>>>

PR #3044, opened 2024-04-19
fix(DTFS2-6655)!: validate users on portal-api 

vamshidharukef:
## Introduction :pencil2:
There’s no role validation on the users routes in portal-api. n some cases that makes sense (e.g. the PUT endpoint needs to be open to everyone so they can update their password, and the user needs to give their current password in the request body to do this so it's secure).
GET ‘/users' = this endpoint is only used in admin routes in Portal UI and by admin users in data-migration and mock-data-loader, so can be 'admin' only.
GET ‘/users/:_id' = this endpoint is used by admin roles in Portal UI, but also if a Portal UI user wants to view their own profile. Hence, we should validate if the user’s _id in req.user matches that in the URL, or if they have the 'admin' role.
PUT ‘/users/:_id' = this endpoint is used by admin routes in Portal UI, but also if a Portal UI user wants to change their own password. Hence, as above, we should validate if the user’s _id in req.user matches that in the URL, or if they have the 'admin' role.
DELETE '/users/:_id' = this endpoint is only used by admin users in data-migration and mock-data-loader.
DELETE '/users/:_id/disable' = this endpoint appears to be unused and should be removed. There is a test for it in the Portal API API tests but it does not appear anywhere else in the code base. There is a GET '/users/disable/:_id' route in Portal UI which renders user-disable.njk, but there is no corresponding POST route, hence both the route and the Nunjucks file  removed.

Updated tests


portal-api/api-tests/v1/users/post-create-user.api-test.js
```diff
@@ -120,8 +120,19 @@ describe('a user', () => {
...
+          const user1 = body.users.find((user) => user.username === MOCK_USER.username);
+          if(user1){
+            expect(user1.roles).toStrictEqual([READ_ONLY, READ_ONLY]);
+          } else {
+            throw new Error(`User ${MOCK_USER.username} not found`);
+          }
+        } else {
+          expect(body.users).toBeUndefined();
+        }
+        // expect(body.users.find((user) => user.username === MOCK_USER.username).roles).toStrictEqual([READ_ONLY, READ_ONLY]);
```
oscar-richardson-softwire, line 135: As this test is just about checking that a user can be created with the `READ_ONLY` role repeated, it might be better to revert the `expect` statements to how they were before and instead change line 121 to make the `GET` request `as(anAdmin)` (because you've changed `GET /users` to be admin-only). This is because we don't really care about the fact that making a `GET users` request as a non-admin returns a `403` for the purposes of this test, as this test is about `POST /users`.

portal-api/api-tests/v1/users/post-create-user.api-test.js
```diff
@@ -133,8 +144,19 @@ describe('a user', () => {
...
+          const user1 = body.users.find((user) => user.username === MOCK_USER.username);
+          if(user1){
+            expect(user1.roles).toStrictEqual([READ_ONLY, READ_ONLY]);
+          } else {
+            throw new Error(`User ${MOCK_USER.username} not found`);
+          }
+        } else {
+          expect(body.users).toBeUndefined();
+        }
+        // expect(body.users.find((user) => user.username === MOCK_USER.username).roles).toStrictEqual([READ_ONLY]);
```
oscar-richardson-softwire, line 159: Same comment as the test above - this test is also testing `POST /users` and doesn't really care about the fact that `GET /users` returns a `403` for non-admin users.

portal-api/api-tests/v1/users/post-create-user.api-test.js
```diff
@@ -88,9 +88,9 @@ describe('a user', () => {
     describe('it creates the user', () => {
       it('it creates the user if all provided data is valid', async () => {
         await createUser(MOCK_USER);
-        const { status, body } = await as(aNonAdmin).get(BASE_URL);
+        const { status, body } = await as(ADMIN).get(BASE_URL);
 
-        expect(status).toEqual(200);
+        expect(status).toEqual(401);
```
oscar-richardson-softwire, line 93:
```suggestion
        const { status, body } = await as(anAdmin).get(BASE_URL);

        expect(status).toEqual(200);
```

oscar-richardson-softwire: Apologies for not noticing this on our call - this should've been `anAdmin`, not `ADMIN`, as the latter is just a constant for the string `'admin'`!

portal-api/api-tests/v1/users/put-update-user.api-test.js
```diff
@@ -164,7 +164,7 @@ describe('a user', () => {
 
         await as(createdUser).put(updatedUserCredentials).to(`/v1/users/${createdUser._id}`);
 
-        const { status } = await as(aNonAdmin).get(`/v1/users/${createdUser._id}`);
+        const { status } = await as(createdUser).get(`/v1/users/${createdUser._id}`);
 
         expect(status).toEqual(200);
```
oscar-richardson-softwire, line 169: This test actually never checked what it was supposed to in the first place. It makes a request to `PUT users/:id` to update the user's password but then checks the status of a request to `GET users/:id`, which will be `200` regardless of the outcome of the request to update the password. The password update was actually failing with `401` because the `createdUser` was not being set up with a bearer token correctly. This test should instead check that the update password request succeeds with a `200`, that the user can't log in with their old password and that they can log in with their new password.

oscar-richardson-softwire: The test should look something like this:
`it('a user can update their own password', async () => {
        const updatedPassword = 'updatedPassword1!';
        const updatedUserCredentials = {
          currentPassword: initialPassword,
          password: updatedPassword,
          passwordConfirm: updatedPassword,
        };
        const { status: updatePasswordStatus } = await as(createdUser).put(updatedUserCredentials).to(`/v1/users/${createdUser._id}`);
        expect(updatePasswordStatus).toEqual(200);
        const { status: loginWithInitalPasswordStatus } = await as().post({ username: createdUser.username, password: initialPassword }).to('/v1/login');
        expect(loginWithInitalPasswordStatus).toEqual(401);
        const { status: loginWithUpdatedPasswordStatus } = await as().post({ username: createdUser.username, password: updatedPassword }).to('/v1/login');
        expect(loginWithUpdatedPasswordStatus).toEqual(200);
});`

oscar-richardson-softwire: Similarly, the `as admin` => `a user's password can be updated` test should be changed to follow this pattern.

oscar-richardson-softwire: In order to make this work, you'll need to set up the bearer token correctly for the `createdUser` by adding the following lines at the end of the `beforeEach` block:

```
const initialUserCredentials = {
      password: initialPassword,
      passwordConfirm: initialPassword,
    };
await as(anAdmin).put(initialUserCredentials).to(`/v1/users/${createdUser._id}`);
const { token } = await createLoggedInUserSession(createdUser);
createdUser.token = token;
```

portal-api/src/v1/users/routes.js
```diff
@@ -26,7 +26,27 @@ const userService = new UserService();
...
+  if (req.user && req.user.roles.includes('admin')) {
+    // User is an admin, allow access to the route
+    next();
+  } else {
+    // User is not an admin, send a 403 Forbidden response
+    res.status(403).json({ error: 'Unauthorized' });
+  }
+};
+
+const isUserOrAdmin = (req, res, next) => {
```
AlexBramhill, line 39: As mentioned in a call -- I think it might be nicer if we kept everything in our routes: `.\portal-api\src\v1\routes.js` and use our existing middleware `validateUserHasAtLeastOneAllowedRole({ allowedRoles: [ADMIN] })` for when we need to check that a user is admin.

We'll need to write some new middleware following the same pattern as `validateUserHasAtLeastOneAllowedRole` to add in validation for `validateUserIsAdminOrIsActingOnSelf`. For now, we could try ``validateUserIsActingOnSelfToChangePasswordOrIsAdmin`. Ideally, we could later abstract that to be `validateUserIsAdminOrIsActingOnSelf({actingOnSelfRules: changingPasswordRule})` which would be great and reusable.

We should look to add tests for the middleware `validateUserIsAdminOrIsActingOnSelf` in much the same way as `validateUserHasAtLeastOneAllowedRole` already has.

We could also look at adding `withValidateUserHasAtLeastOneAllowedRole` tests to our api tests, much like we have `withValidateUsernameAndEmailMatchTests`, but I think that might be outside the scope of this ticket for now

portal-api/api-tests/v1/users/post-create-user.api-test.js
vamshidharukef: Changed line 121 to make the `GET` request `as(ADMIN)`

portal-api/api-tests/v1/users/post-create-user.api-test.js
vamshidharukef: Changed as above comment

portal-api/api-tests/v1/users/put-update-user.api-test.js
vamshidharukef: I had added `initialPassword` and imported `createLoggedInUserSession`

portal-api/api-tests/v1/users/with-validate-password.api-tests.js
```diff
@@ -114,8 +119,9 @@ function itShouldReturnAnErrorIf(testCases) {
     async ({
       makeRequestWithModifiedPayload,
       expectResponseErrorToMatchExpected = (body) => expect(body.errors.errorList.password).toEqual(PASSWORD_ERROR),
+      middleware,
     }) => {
-      const { status, body } = await makeRequestWithModifiedPayload();
+      const { status, body } = await makeRequestWithModifiedPayload(middleware);
```
abhi-markan, line 124: Why is the middleware being passed as an argument, can a standard pattern be followed please.

portal-api/src/v1/roles/validate-user-has-at-least-one-allowed-role.js
```diff
@@ -9,9 +9,14 @@ const { userHasAtLeastOneAllowedRole } = require('./user-has-at-least-one-allowe
 const validateUserHasAtLeastOneAllowedRole = ({
   allowedRoles,
 }) => (req, res, next) => {
+
   const { user } = req;
 
-  if (!userHasAtLeastOneAllowedRole({ user, allowedRoles })) {
+  if (!user) {
+    throw new Error(`Failed to create user session with status ${allowedRoles}: user is null`);
```
abhi-markan, line 16: Please add `console.error`.

portal-api/src/v1/roles/validate-user-is-acting-on-self-to-change-password-or-is-admin.js
```diff
@@ -0,0 +1,23 @@
+// const { userHasAtLeastOneAllowedRole } = require('./user-has-at-least-one-allowed-role');
```
abhi-markan, line 1: Commented out code.

portal-api/src/v1/roles/validate-user-is-acting-on-self-to-change-password-or-is-admin.js
```diff
@@ -0,0 +1,23 @@
...
+ * old password have at least one of the allowedRoles, and calls the next handler otherwise.
+ * @param {{ allowedRoles: string[] }}
+ * @returns {(req, res, next) => void}
+ */
+const validateUserIsActingOnSelfToChangePasswordOrIsAdmin = (req, res, next) => {
+  if (!req.user) {
+    return res.status(401).send('Unauthorized');
+  }
+
+  if (req.user._id !== req.params._id && !req.user.roles.includes('admin')) {
```
abhi-markan, line 14: Optional chaining please.

portal-api/src/v1/roles/validate-user-is-acting-on-self-to-change-password-or-is-admin.js
```diff
@@ -0,0 +1,23 @@
+// const { userHasAtLeastOneAllowedRole } = require('./user-has-at-least-one-allowed-role');
+
+/**
+ * Creates a middleware that returns a 401 error if the current user logs with
+ * old password have at least one of the allowedRoles, and calls the next handler otherwise.
+ * @param {{ allowedRoles: string[] }}
+ * @returns {(req, res, next) => void}
+ */
+const validateUserIsActingOnSelfToChangePasswordOrIsAdmin = (req, res, next) => {
```
abhi-markan, line 9: Perhpas shorted function name.

portal-api/src/v1/routes.js
```diff
@@ -103,9 +103,10 @@ authRouter
   .get(mandatoryCriteria.findOne)
   .delete(validateUserHasAtLeastOneAllowedRole({ allowedRoles: [ADMIN] }), mandatoryCriteria.delete);
 
-authRouter.route('/users').get(users.list).post(users.create);
-authRouter.route('/users/:_id').get(users.findById).put(users.updateById).delete(users.remove);
-authRouter.route('/users/:_id/disable').delete(users.disable);
+authRouter.route('/users').get(users.list).post(validateUserHasAtLeastOneAllowedRole({ allowedRoles: [ADMIN] }), users.create);
+authRouter.route('/users/:_id').get(validateUserIsActingOnSelfToChangePasswordOrIsAdmin, users.list);
+authRouter.route('/users/:_id').get(users.findById).put(users.updateById).delete(validateUserHasAtLeastOneAllowedRole({ allowedRoles: [ADMIN] }), users.remove);
```
abhi-markan, line 108: Is `disabled` endpoint deprecated?

abhi-markan: If yes then please update the swagger documentation and mark this PR as breaking.

portal-api/src/v1/users/routes.js
```diff
@@ -31,6 +31,26 @@ const userService = new UserService();
 const signInLinkService = new SignInLinkService(randomGenerator, hasher, userRepository, userService);
 const signInLinkController = new SignInLinkController(signInLinkService);
 
+// const isAdmin = (req, res, next) => {
```
abhi-markan, line 34: Please ensure no commented code is included in the PR for review.

abhi-markan (changes requested):

portal-api/api-tests/api-test-users.js
```diff
@@ -259,7 +259,7 @@ const apiTestUser = {
   surname: 'Test User',
   email: 'api-tester@ukexportfinance.gov.uk',
   timezone: 'Europe/London',
-  roles: [MAKER],
+  roles: [ADMIN],
```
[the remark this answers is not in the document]
vamshidharukef: Added new test user with `admin` role

portal-api/api-tests/v1/users/post-create-user.api-test.js
```diff
@@ -87,28 +87,25 @@ describe('a user', () => {
 
     describe('it creates the user', () => {
       it('it creates the user if all provided data is valid', async () => {
-        await createUser(MOCK_USER);
-        const { status, body } = await as(aNonAdmin).get(BASE_URL);
+        // await createUser(MOCK_USER);
```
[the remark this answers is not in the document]
vamshidharukef: Removed comment

portal-api/api-tests/v1/users/post-create-user.api-test.js
```diff
@@ -87,28 +87,25 @@ describe('a user', () => {
 
     describe('it creates the user', () => {
       it('it creates the user if all provided data is valid', async () => {
```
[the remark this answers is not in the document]
vamshidharukef: Added assertion for Maker and Checker.

portal-api/api-tests/v1/users/put-update-user.api-test.js
```diff
@@ -156,17 +166,18 @@ describe('a user', () => {
...
         };
-
-        await as(createdUser).put(updatedUserCredentials).to(`/v1/users/${createdUser._id}`);
-
-        const { status } = await as(aNonAdmin).get(`/v1/users/${createdUser._id}`);
-
-        expect(status).toEqual(200);
+        const { status: updatePasswordStatus } = await as(createdUser).put(updatedUserCredentials).to(`/v1/users/${createdUser._id}`);
+        expect(updatePasswordStatus).toEqual(200);
+        const { status: loginWithInitalPasswordStatus } = await as().post({ username: createdUser.username, password: initialPassword }).to('/v1/login');
```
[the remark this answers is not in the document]
vamshidharukef: Added assertion for `maker` and `checker`.

portal-api/api-tests/v1/users/users.api-test.js
```diff
@@ -250,6 +252,6 @@ describe('a user', () => {
   });
 
   async function createUser(userToCreate) {
-    return as(aNonAdmin).post(userToCreate).to('/v1/users');
+    return as(anAdmin).post(userToCreate).to('/v1/users');
```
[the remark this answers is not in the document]
vamshidharukef: Added assertion for `maker` and `checker`.

portal-api/api-tests/v1/users/with-validate-password.api-tests.js
vamshidharukef: Removed argument.

portal-api/src/v1/roles/validate-user-has-at-least-one-allowed-role.js
vamshidharukef: Added `console.error`.

portal-api/src/v1/roles/validate-user-is-acting-on-self-to-change-password-or-is-admin.js
vamshidharukef: Removed comment

portal-api/src/v1/roles/validate-user-is-acting-on-self-to-change-password-or-is-admin.js
vamshidharukef: Added optional chaining.

portal-api/src/v1/routes.js
```diff
@@ -103,9 +103,10 @@ authRouter
   .get(mandatoryCriteria.findOne)
   .delete(validateUserHasAtLeastOneAllowedRole({ allowedRoles: [ADMIN] }), mandatoryCriteria.delete);
 
-authRouter.route('/users').get(users.list).post(users.create);
-authRouter.route('/users/:_id').get(users.findById).put(users.updateById).delete(users.remove);
-authRouter.route('/users/:_id/disable').delete(users.disable);
+authRouter.route('/users').get(users.list).post(validateUserHasAtLeastOneAllowedRole({ allowedRoles: [ADMIN] }), users.create);
+authRouter.route('/users/:_id').get(validateUserIsActingOnSelfToChangePasswordOrIsAdmin, users.list);
```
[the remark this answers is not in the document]
vamshidharukef: It fetches all the users with `admin`.

portal-api/src/v1/users/routes.js
vamshidharukef: Removed comment

portal-api/src/v1/routes.js
vamshidharukef: According to point 9 https://ukef-dtfs.atlassian.net/browse/DTFS2-6655 `disabled` endpoint is no longer used. Marked PR as breaking

portal-api/src/v1/roles/validate-user-has-at-least-one-allowed-role.js
abhi-markan: Console.error to use string substitituion.

portal-api/src/v1/roles/validate-user-is-acting-on-self-to-change-password-or-is-admin.js
```diff
@@ -0,0 +1,21 @@
+/**
+ * Creates a middleware that returns a 401 error if the current user logs with
+ * old password have at least one of the allowedRoles, and calls the next handler otherwise.
+ * @param {{ allowedRoles: string[] }}
+ * @returns {(req, res, next) => void}
+ */
+const validateSelfOrAdmin = (req, res, next) => {
+  if (!req.user) {
+    return res.status(401).send('Unauthorized');
```
abhi-markan, line 9: Please use `HttpStatusCode` from `axios`.

abhi-markan (changes requested):

portal-api/src/v1/routes.js
abhi-markan: Has the swagger documentation been updated or does it not exists? Thanks

portal-api/src/v1/roles/validate-user-is-acting-on-self-to-change-password-or-is-admin.js
```diff
@@ -0,0 +1,21 @@
...
+  }
+
+  if (req?.user?._id !== req?.params?._id && !req?.user?.roles?.includes('admin')) {
```
abhi-markan, line 12: ADMIN from constant please.

abhi-markan (changes requested):

portal-api/src/v1/roles/validate-user-is-acting-on-self-to-change-password-or-is-admin.js
vamshidharukef: Used `HttpStatusCode` from `axios`.

portal-api/src/v1/roles/validate-user-is-acting-on-self-to-change-password-or-is-admin.js
vamshidharukef: Imported `constant`.

portal-api/src/v1/routes.js
vamshidharukef: No, I don't think it exists.

portal-api/src/v1/roles/validate-user-is-acting-on-self-to-change-password-or-is-admin.js
```diff
@@ -0,0 +1,23 @@
...
+const CONSTANT = require('../../constants');
+/**
+ * Creates a middleware that returns a 401 error if the current user logs with
+ * old password have at least one of the allowedRoles, and calls the next handler otherwise.
+ * @param {{ allowedRoles: string[] }}
+ * @returns {(req, res, next) => void}
+ */
+const validateSelfOrAdmin = (req, res, next) => {
+  if (!req.user) {
+    return res.status(axios.HttpStatus.UNAUTHORIZED).send('Unauthorized');
```
abhi-markan, line 11: Can this please be `HttpStatusCode.Unauthorized` to keep it consistent.

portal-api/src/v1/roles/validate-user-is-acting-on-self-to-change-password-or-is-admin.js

<<<

> **ACTION ITEM**
What lines above hold the word "passwordConfirm"? List them all.

> **FINISHED EXERCISE**
          passwordConfirm: updatedPassword,
      passwordConfirm: initialPassword,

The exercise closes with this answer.